You are viewing a plain text version of this content. The canonical link for it is here.
Posted to dev@phoenix.apache.org by "Josh Mahonin (JIRA)" <ji...@apache.org> on 2017/01/18 15:53:26 UTC

[jira] [Commented] (PHOENIX-3600) Core MapReduce classes don't provide location info

    [ https://issues.apache.org/jira/browse/PHOENIX-3600?page=com.atlassian.jira.plugin.system.issuetabpanels:comment-tabpanel&focusedCommentId=15828307#comment-15828307 ] 

Josh Mahonin commented on PHOENIX-3600:
---------------------------------------

Mostly just ported the Phoenix/MR specific code from:

https://github.com/apache/phoenix/blob/master/phoenix-hive/src/main/java/org/apache/phoenix/hive/mapreduce/PhoenixInputFormat.java#L151-L216

https://github.com/apache/phoenix/blob/master/phoenix-hive/src/main/java/org/apache/phoenix/hive/mapreduce/PhoenixInputSplit.java

Also included a new Configuration property "phoenix.mapreduce.split.by.stats" which does effectively the same thing as the Hive-specific "split.by.stats". In short, the MR code was only generating InputSplits based on Region Splits, and wasn't taking into account the possibility of more scans being generated by the statistics collection.

I'll follow-up on PHOENIX-3601 with the performance results I gathered in some Spark testing, but it would be awesome if other folks using Phoenix MR integration in some capacity could test this out. It's a bit of a double-whammy, since this patch gets us both node-awareness for the splits, and increases the potential parallelism by including the statistics-generated scans. cc [~maghamravikiran@gmail.com] [~ndimiduk] [~sergey.soldatov] [~elserj] [~jamestaylor], perhaps others :)

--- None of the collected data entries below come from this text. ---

PR #211, opened 2024-05-21
implement final adjustments for first version of data management

gvaradarajan:
This is to address two follow-ups to the review of the previous [PR](https://github.com/viamrobotics/micro-rdk/pull/208) integrating data management and server code

- setting a more generous limit to the size of static memory data storage
- chunking large amount of data retrieved from the store into multiple upload requests

### DIFF
--- a/micro-rdk/src/common/data_manager.rs
+++ b/micro-rdk/src/common/data_manager.rs
@@ -22,6 +22,11 @@ use futures_util::lock::Mutex as AsyncMutex;
 use prost::Message;
 use thiserror::Error;
 
+// Maximum size in bytes of readings that should be sent in a single request
+// as recommended by Viam's data management team is 64K. To accommodate for
+// the smaller amount of available RAM, we've halved it
+static MAX_SENSOR_CONTENTS_SIZE: usize = 32000;
+
 #[derive(Debug, Error)]
 pub enum DataManagerError {
     #[error("no data collectors in manager")]
@@ -222,9 +227,9 @@ where
 #[derive(Debug, Error)]
 pub enum DataSyncError {
     #[error(transparent)]
-    DataStoreError(#[from] DataStoreError),
-    #[error(transparent)]
     MessageDecodingError(#[from] prost::DecodeError),
+    #[error(transparent)]
+    UploadError(#[from] AppClientError),
 }
 
 pub struct DataSyncTask<StoreType> {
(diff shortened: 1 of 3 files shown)


micro-rdk/src/common/data_store.rs
```diff
@@ -28,7 +28,7 @@ impl Default for WriteMode {
     }
 }
 
-static mut DATA_STORE: [MaybeUninit<u8>; 10240] = [MaybeUninit::uninit(); 10240];
+static mut DATA_STORE: [MaybeUninit<u8>; 111834] = [MaybeUninit::uninit(); 111834];
```
mattjperez, line 31: can we move this number to a constant with a comment/link?

micro-rdk/src/common/data_manager.rs
```diff
@@ -22,6 +22,8 @@ use futures_util::lock::Mutex as AsyncMutex;
 use prost::Message;
 use thiserror::Error;
 
+static MAX_SENSOR_CONTENTS_SIZE: usize = 64000;
```
mattjperez, line 25: Why this number? Is it an esp32 constraint? something in app?

micro-rdk/src/common/data_manager.rs
```diff
@@ -241,25 +243,40 @@ where
...
+        let mut current_chunk: Vec<BytesMut> = vec![];
+        let mut chunk_size_counter: usize = 0;
         let mut reader = store_lock.get_reader(collector_key)?;
         loop {
             let next_message = reader.read_next_message()?;
             if next_message.is_empty() {
                 break;
             }
-            raw_messages.push(next_message);
+            // If the amount of data becomes two big for a single upload, we want to start a new
```
mattjperez, line 257: typo: `too`

mattjperez (approved):
LGTM. just some [non-blocking] questions

micro-rdk/src/common/data_manager.rs
acmorrow: Let's document it, and also consider cutting it to something smaller than the upper bound, like 32k or 16k.

micro-rdk/src/common/data_manager.rs
```diff
@@ -241,25 +244,40 @@ where
     async fn read_messages_for_collector(
         &self,
         collector_key: &ResourceMethodKey,
-    ) -> Result<Vec<SensorData>, DataSyncError> {
+    ) -> Result<Vec<Vec<SensorData>>, DataSyncError> {
         let store_lock = self.store.lock().await;
-        let mut raw_messages: Vec<BytesMut> = vec![];
+        let mut chunks: Vec<Vec<SensorData>> = vec![];
```
acmorrow, line 249: Per discussion, I think this isn't currently achieving the goal of keeping the memory usage for each upload under a static limit.

acmorrow (changes requested):

micro-rdk/src/common/data_manager.rs
```diff
@@ -234,54 +239,111 @@ pub struct DataSyncTask<StoreType> {
...
+                        log::error!("error reading from store: {:?}", err);
+                        break;
+                    }
+                };
+                if next_message.is_empty() {
+                    break;
+                }
+                // If the amount of data becomes too big for a single upload, we want to start a new
+                // collection of upload data
+                if (chunk_size_counter + next_message.len()) > MAX_SENSOR_CONTENTS_SIZE {
```
acmorrow, line 299: Per discussion, this will drop a message on overflow. Additionally, there is no protection against encountering an entry that exceeds the max upload size, which would stall indefinitely if the above issue was fixed.

acmorrow (changes requested):
@gvaradarajan and I talked this over in person, we are going to reduce priority on this temporarily while we mull over some solutions: it isn't blocking anything yet.

gvaradarajan:
closing this PR in favor of work on a different branch that accounts for an upstream refactor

> Core MapReduce classes don't provide location info
> --------------------------------------------------
>
>                 Key: PHOENIX-3600
>                 URL: https://issues.apache.org/jira/browse/PHOENIX-3600
>             Project: Phoenix
>          Issue Type: Improvement
>    Affects Versions: 4.8.0
>            Reporter: Josh Mahonin
>            Assignee: Josh Mahonin
>         Attachments: PHOENIX-3600.patch
>
>
> The core MapReduce classes {{org.apache.phoenix.mapreduce.PhoenixInputSplit}} and {{org.apache.phoenix.mapreduce.PhoenixInputFormat}} don't provide region size or location information, leaving the execution engine (MR, Spark, etc.) to randomly assign splits to nodes.
> Interestingly, the phoenix-hive module has reimplemented these classes, including the node-aware functionality. We should port a subset of those changes back to the core code so that other engines can make use of them.



--
This message was sent by Atlassian JIRA
(v6.3.4#6332)